**PROBLEM DESCRIPTION**
Please reproduce the data below exactly, from the first line through the line containing "Everybody knows that", and leave every later line out.

Collected data:
=== Begin Enclosure ===

Issue #717, opened 2016-06-10
Notify job finished via publish


canni:
Everybody knows that pooling for job result sucks :)

Currently when my jobs finish work I `publish` a message on `channel` to wake up any subscribers interested in job's result, this has one major drawback, all my jobs have to be aware of redis connection, and I must inject it from context. This is a really good example of code smell.

I thought that adding support for `publish`/notifications withing job context might be a good idea, my proposition:

- Add a `notify` parameter a job with default value of `None`
- If `notify` is set to `True`, use `job_id` as a `channel` for notification
- If `notify` is set to `str` use this as a notify channel
- Published message probably can contain just a status (`success`, `exception` etc)

Then a job creator can just use it's own redis connection to get a `PubSub` object and wait for result to come without nasty pooling.

Now before I jump start to hacking, is my way of thinking correct, or am I missing some serious flaw with this idea?

selwin:
I think this is a very interesting idea and something I'd like to have.

Rather than configuring this on a per job basis though, I think I'd like to see this configured on a per queue basis.

Workers would then broadcast `start`, `success`, `fail`,`job_id` along with other relevant information to this channel.

proofit404:
We need to discuss new part of API rather implementation first. I don't think using raw pub/sub redis object is great idea for user experience. We can add high level methods which will use this object under the hood. Maybe something like this

```python
job = queue.enqueue(add, 1, 2) # first class world problem
result = job.wait_result(timeout=360) # listen on channel, use job.fetch when message received
```
It also can raise timeout error if we wait for too long.

selwin:
@proofit404 you're absolutely right. 

The example you gave works on a per job basis and that could already be achieved using `async=False` option. While running job synchronously is useful for tests, it most likely won't be very useful in production.

The API I currently have in mind is:
```python
worker = Worker(queues=[queue], broadcast_events=True) # This will cause the worker to publish job started, finished and other events
```

To observe the events (this is done on a per queue basis):
```python
queue = Queue()
queue.wait_for_events(): # This is simply a thin wrapper around Redis' subscribe command
    ...
```

What do you think?

nvie:
Seems like a good idea to let workers always send these events when jobs complete. Or at the very least, make it the default. (If they push an event out and there are no listeners on the pubsub channel it's effectively a no-op, right?)

[...]

PR #718, opened 2016-06-10
PoC Notifications of status updates

canni:
Proof of Concept for #717 

Notifications are sent for every status update


canni:
This PoC is no longer needed, as we don't consider this kind of per-job behaviour.

PR #722, opened 2016-07-15
Added better signal name lookup

probablytom:
There was a comment asking if there's a better way to do signal name lookups than what was there. There is in Python3.5, so I added it!


selwin:
Thanks for the PR!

=== End Enclosure ===

**WORKED SOLUTION**
Issue #717, opened 2016-06-10
Notify job finished via publish


canni:
Everybody knows that pooling for job result sucks :)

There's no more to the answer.